Archive for Aug 2011

Web is not print, but web isn't web either

So people are learning that websites are not print, which is good, but here are the main points to re-convince you:

  • Print has complete control over layout and formatting; web-browsers allow users to override a lot (and do not agree on a lot of formatting).
  • Print is static, scrolling does not exist except for page folds; web is dynamic and allows for search and multiple "page-fold" mechanisms.
  • Print has more typography legacy than web; web has more usability legacy than print.

But is that the end of the story?

Control

Simple browser reality make this a simple truth; pixel-perfect does not exist and you should design for layout-flow and not layouts themselves. But this is harder than it sounds, because often you want something to look good, but you want to keep stuff simple for screen-readers and other accessibility.

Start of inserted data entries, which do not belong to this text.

PR #12829, opened 2020-04-22
Updating List, Keytips, and Facepile examples to use function components

czearing:
#### Pull request checklist

#### Description of changes

Updated List, Keytips, and Facepile examples to use function components.

#### Focus areas to test

List, Keytips, and Facepile examples.

###### Microsoft Reviewers: [Open in CodeFlow](http://wpcp.azurewebsites.net/CodeFlowProtocolProxy2.php?pullrequest=https://github.com/microsoft/fluentui/pull/12829)


packages/office-ui-fabric-react/src/components/Keytip/examples/Keytips.CommandBar.Example.tsx
```diff
@@ -3,146 +3,103 @@ import { CommandBar } from 'office-ui-fabric-react/lib/CommandBar';
...
+];
 
-  private _hideMessageBar = (): void => {
-    this.setState({ showMessageBar: false });
-  };
-}
+export const KeytipsCommandBarExample: React.FunctionComponent = () => {
+  const [showModal, { toggle: toggleShowModal }] = useBoolean(false);
+  const [showMessageBar, { toggle: toggleShowMessageBar }] = useBoolean(false);
+  const commandBarItemProps = [
```
ecraig12345, line 76: This should probably be called `commandBarItems`, and in this case it would be worth doing `useMemo` because changing the identity of the command bar item array is likely to cause recalculations. (Once #12912 is merged you can do `useConst` instead. `useMemo` is needed right now because the `toggle` callback identity changes.)

packages/office-ui-fabric-react/src/components/Keytip/examples/Keytips.Dynamic.Example.tsx
```diff
@@ -1,64 +1,34 @@
...
-          text="Button 2"
-          onClick={this.setCurrButton('Button 2')}
-          keytipProps={{
-            content: 'GG2',
-            keySequences: ['gg2'],
-            onExecute: this.setCurrButton('Button 2'),
-            hasDynamicChildren: true,
-          }}
+          text={'Button 3, active button is: ' + currButton}
+          keytipProps={{ content: 'GG3', keySequences: [startSequence, 'gg3'] }}
```
ecraig12345, line 29: Should potentially do `useMemo` here too.

packages/office-ui-fabric-react/src/components/List/examples/List.Basic.Example.tsx
```diff
@@ -72,53 +54,32 @@ const classNames: IListBasicExampleClassObject = mergeStyleSets({
...
-
-  private _onFilterChanged = (_: any, text: string): void => {
-    this.setState({
-      filterText: text,
-      items: text
-        ? this._originalItems.filter(item => item.name.toLowerCase().indexOf(text.toLowerCase()) >= 0)
-        : this._originalItems,
-    });
+export const ListBasicExample: React.FunctionComponent = () => {
+  const [originalItems] = React.useState(() => createListItems(5000));
```
ecraig12345, line 72: You should do `useConst` here instead, passing in a callback (this is a perfect example of why I made it):
```suggestion
  const [originalItems] = useConst(() => createListItems(5000));
```

Same in all other list examples. 

You should also check to see how long the page takes to render now--as much as we generally want to avoid passing props to examples, not doing so in this case may cause a perf problem. If it is a perf problem, we could consider adding a memoized version of `createListItems` to `example-data`.

packages/office-ui-fabric-react/src/components/List/examples/List.Grid.Example.tsx
```diff
@@ -75,65 +66,49 @@ const classNames: IListGridExampleClassObject = mergeStyleSets({
...
-  private _columnCount: number;
-  private _columnWidth: number;
-  private _rowHeight: number;
-  private _items: IExampleItem[];
-
-  constructor(props: IListGridExampleProps) {
-    super(props);
-    this._items = props.items || createListItems(5000);
-  }
+const onRenderCell = (item: any, index: number | undefined): JSX.Element => (
```
ecraig12345, line 69: Same with other `item: any` in list examples
```suggestion
const onRenderCell = (item: IExampleItem, index: number | undefined): JSX.Element => (
```

packages/office-ui-fabric-react/src/components/List/examples/List.Scrolling.Example.tsx
```diff
@@ -2,18 +2,27 @@ import * as React from 'react';
...
 import { TextField } from 'office-ui-fabric-react/lib/TextField';
-import { Checkbox } from 'office-ui-fabric-react/lib/Checkbox';
 import { createListItems, IExampleItem } from '@uifabric/example-data';
 import { mergeStyleSets, getTheme, normalize } from 'office-ui-fabric-react/lib/Styling';
 
+const evenItemHeight = 25;
+const oddItemHeight = 50;
+const numberOfItemsOnPage = 10;
 const theme = getTheme();
+const dropdownOption = [
```
ecraig12345, line 14: dropdownOptions

packages/office-ui-fabric-react/src/components/Facepile/examples/Facepile.AddFace.Example.tsx
```diff
@@ -1,41 +1,32 @@
...
-      },
-      ariaDescription: 'To move through the items use left and right arrow keys.',
-    };
-
-    return <Facepile {...facepileProps} />;
-  }
-}
+  return (
+    <Facepile
+      personas={facepilePersonas.slice(0, numberOfFaces)}
```
ecraig12345, line 23: This and `overflowPersonas` should potentially be memoized because otherwise it's creating a new array each time (same in other examples). Not sure if that causes any significant recalculations in the facepile case specifically, but it can definitely be problematic for some components.

packages/office-ui-fabric-react/src/components/List/examples/List.Ghosting.Example.tsx
```diff
@@ -70,38 +55,32 @@ const classNames: IListGhostingExampleClassObject = mergeStyleSets({
...
-    return (
-      <FocusZone direction={FocusZoneDirection.vertical}>
-        <div className={classNames.container} data-is-scrollable={true}>
-          <List items={this._items} onRenderCell={this._onRenderCell} />
-        </div>
-      </FocusZone>
-    );
-  }
+export const ListGhostingExample: React.FunctionComponent = () => {
+  const [items] = React.useState(() => createListItems(5000));
```
ecraig12345, line 77: `useConst(() => createListItems(5000));`

Same in other list examples that currently use the `useState` pattern for item creation.

packages/office-ui-fabric-react/src/components/Facepile/examples/Facepile.AddFace.Example.tsx
```diff
@@ -1,41 +1,35 @@
 import * as React from 'react';
-import { Facepile, IFacepileProps, OverflowButtonType } from 'office-ui-fabric-react/lib/Facepile';
+import { Facepile, OverflowButtonType } from 'office-ui-fabric-react/lib/Facepile';
 import { facepilePersonas } from '@uifabric/example-data';
+// import { IFacepilePersona } from '../Facepile.types';
```
ecraig12345, line 4:
```suggestion
```

packages/office-ui-fabric-react/src/components/Facepile/examples/Facepile.Basic.Example.tsx
```diff
@@ -32,115 +27,87 @@ const styles = mergeStyleSets({
...
+  { key: PersonaSize.size40, text: PersonaSize[PersonaSize.size40] },
+  { key: PersonaSize.size48, text: PersonaSize[PersonaSize.size48] },
+];
+
 const checkboxStyles: Partial<ICheckboxStyles> = { root: { margin: '10px 0' } };
 
-export class FacepileBasicExample extends React.Component<{}, IFacepileBasicExampleState> {
-  constructor(props: {}) {
-    super(props);
+const personaPresence = (personaName: string): PersonaPresence => {
```
ecraig12345, line 40: This should probably be called something like `getPersonaPresence`.

packages/office-ui-fabric-react/src/components/Keytip/examples/Keytips.Button.Example.tsx
```diff
@@ -3,127 +3,90 @@ import { DefaultButton, CompoundButton, IButtonStyles } from 'office-ui-fabric-r
...
-
-export interface IKeytipsButtonExampleState {
-  btnDisabled: boolean;
-}
+import { useBoolean } from '@uifabric/react-hooks';
 
 const stackTokens: IStackTokens = { childrenGap: 20 };
 const marginBottom = { root: { marginBottom: 28 } };
 const splitButtonStyles: Partial<IButtonStyles> = { splitButtonContainer: { height: 32 } };
+const splitButtonProps = {
```
ecraig12345, line 11: Probably good to explicitly type this and buttonProps

packages/office-ui-fabric-react/src/components/List/examples/List.Grid.Example.tsx
```diff
@@ -4,24 +4,16 @@ import { List } from 'office-ui-fabric-react/lib/List';
...
-interface IListGridExampleClassObject {
-  listGridExample: string;
-  listGridExampleTile: string;
-  listGridExampleSizer: string;
-  listGridExamplePadder: string;
-  listGridExampleLabel: string;
-  listGridExampleImage: string;
-}
-
+let columnCount: number;
```
ecraig12345, line 9: These need to go inside the example, and you'll have to find some way (either useCallback/useMemo or refs) to preserve the updates across renders.

packages/office-ui-fabric-react/src/components/Keytip/examples/Keytips.Dynamic.Example.tsx
```diff
@@ -1,64 +1,39 @@
 import * as React from 'react';
 import { DefaultButton } from 'office-ui-fabric-react/lib/Button';
 
-interface IKeytipsTestState {
-  currButton: string;
-}
+const keytipProps = {
```
ecraig12345, line 4: I'm not sure this is correct if you want to preserve the previous behavior of having buttons 1 and 2 have different keytips.

packages/office-ui-fabric-react/src/components/List/examples/List.Grid.Example.tsx
```diff
@@ -75,65 +64,60 @@ const classNames: IListGridExampleClassObject = mergeStyleSets({
...
-  private _columnWidth: number;
-  private _rowHeight: number;
-  private _items: IExampleItem[];
-
-  constructor(props: IListGridExampleProps) {
-    super(props);
-    this._items = props.items || createListItems(5000);
-  }
+export const ListGridExample: React.FunctionComponent = () => {
+  let columnCount: number = 0;
```
ecraig12345, line 68: I'm still not sure this is right. It does appear to work, but it feels wrong and I'm not convinced the values would always be persisted as expected. Storing the values in `React.useRef()` would ensure persistence (and is the closest analogue to the old code) but still feels wrong. @dzearing do you have any thoughts on the actual right/idiomatic thing to do here?

(Also, you can get rid of columnWidth and just set rowHeight directly instead.)

dzearing: yeah move columnwidth to a local variable within the function it's used in; it's not read anywhere.

rowheight is read, and well, we could store the value in something like a state object. We need to cache it for the lifetime of the component, but setting it should not trigger re-renders. Something like useRef(0), and we cache the value in `current`.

An example is multiple columns; you want to keep lines short enough for people to comfortable read them (which was a print thing), but you also want a flow (which is where the web says hi). CSS3 multi-columns can provide that, but now you want to keep sub-headers and a reasonable amount of content together, avoiding rogue headers.

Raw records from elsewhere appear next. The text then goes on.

PR #12838, opened 2020-04-23
docs(Dropdown): add loading message in getA11yStatusMEssage

silviuaavram:
#### Pull request checklist

#### Description of changes

If a dropdown is loading, we can also let the screen reader user know by returning an appropriate message as the dropdown status.

#### Focus areas to test

(optional)

###### Microsoft Reviewers: [Open in CodeFlow](http://wpcp.azurewebsites.net/CodeFlowProtocolProxy2.php?pullrequest=https://github.com/microsoft/fluentui/pull/12838)

### DIFF
--- a/packages/fluentui/docs/src/examples/components/Dropdown/State/DropdownExampleLoading.shorthand.tsx
+++ b/packages/fluentui/docs/src/examples/components/Dropdown/State/DropdownExampleLoading.shorthand.tsx
@@ -15,6 +15,21 @@ const DropdownExampleLoading = () => {
       search
       items={inputItems}
       placeholder="Start typing a name"
+      getA11yStatusMessage={({ resultCount, previousResultCount }) => {
+        if (loading) {
+          return 'loading results';
+        }
+
+        if (!resultCount) {
+          return 'No results are available.';
+        }
+        if (resultCount !== previousResultCount) {
+          return `${resultCount} result${
+            resultCount === 1 ? ' is' : 's are'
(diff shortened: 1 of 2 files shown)


packages/fluentui/docs/src/examples/components/Dropdown/State/DropdownExampleLoading.shorthand.tsx
```diff
@@ -15,6 +15,21 @@ const DropdownExampleLoading = () => {
       search
       items={inputItems}
       placeholder="Start typing a name"
+      getA11yStatusMessage={({ resultCount, previousResultCount }) => {
+        if (loading) {
```
kolaps33, line 19: do we want to have the props in this example?
if yes should be better to add to this example as well following ?:
` const [loading] = useBooleanKnob({ name: 'loading', initialValue: true });`

silviuaavram: Are you sure? I am hitting that line every time when loading is true.

Screenshot 2020-04-28 at 9 12 36 AM

kolaps33: sorry I see I commented wrong file, I wanted to comment the file below
DropdownExampleHeaderMessage.shorthand.tsx 

yes in this file it was working fine :)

Forcing headers to break columns is not that scalable, because it will look ugly/unbalanced in a lot of situations and it requires "hard-coding" which headers will break. The hard part is that browsers have not really implemented the break-inside: avoid, otherwise this would be a matter of testing out header + * or similar constructs.

But what if you really want to structure stuff into specific columns? Well, there is this old HTML-tag called table. Everybody hates it for some reason, but it highlights an often forgotten golden rule: what is the nature of your "data"? If the columns matter, you are creating a table...

Shift your attention from making it look good to making it behave and react well, which is a pillar of fluid design I guess.

Static and dynamic

I have some background in print and print is awesome! You have total control and when it is done, you only have to pray to multiple gods there is no PDF-version-feature-font-disaster somewhere along the line to paper.

But websites are dynamic and it is time people really start using that; but again, keep in mind what is the real problem. I sometimes read people should optimise for search, but what if people do not know what to search for? If you are on a insurer's site, sure, search is insanely important; people know what they want or something that is similar to what they want. If you read the news or a magazine however, the problem shifts.

Articles call for a different approach I think: there is a need to know what you already read, but search is limited to re-reading something you read before. Hence there is a market here for mechanisms to keep you informed about what you have not read yet. RSS-readers and older-style (yeah, really) websites do this: they keep a record of what you have read and what's new; either by not showing old articles (RSS) or by visually marking the difference between what you have seen and what is new. What it creates is a feeling of being in control of the information, similar to turning the last page in the newspaper: I have seen it all.

There is also the matter of visibility of articles: what amount of the article is glance-able? The header? The header plus introduction? Print does not have this luxury: it has to display all or use paging (or fold) to "link" to more information. Web has the technology to display limited information in-place by using scrolling and viewports. In my opinion (and I am probably wrong) magazine and news print read comfy because I can scan every article and start reading it without having to click and if the article continues I can turn the pages. I can also "easily" remember where articles are if I care to return to them. There is still ground to explore here.

But the web is not the web as well here: we are now reading on our mobile devices more and more and we have to think about context: what does the device imply purpose-wise? Do we still want to provide introductions on the smaller screen? And on a tablet? Well, hello responsive design, nice of you to join us.

Legacy

People get use to stuff and people find out stuff. Often people find out that earlier people found out the wrong stuff. We call this entire thing legacy. And your job is to deal with it.

Print's legacy mainly lies in typography and static layout, things to make stuff look good and read well. There is not that much interactivity there so usability is limited (but it is still there!). The web nowadays gives you a blank canvas, sorta.

Now we have to realise people have gotten used to the web until now as well, which means: sometimes you just have to accept things are weird. Vertical scrolling is preferred to horizontal scrolling, no matter how fancy the latter can look.

There is still room for re-education to break legacy, similar to how touch-based interfaces are making us rethink our previous choices in interaction. If you are in the business of conversion however, forget that last line.

Finally, accessibility: web is making a LOT of content easy to reach for everybody, but often styling is messing it up and a lot of people do not know (myself included) how to fully handle it. Therefore I always try to keep my pure HTML structured and logical, similar to my point about tables: if your site follows the intention of the HTML-tag, it should be a sound starting point, should it not?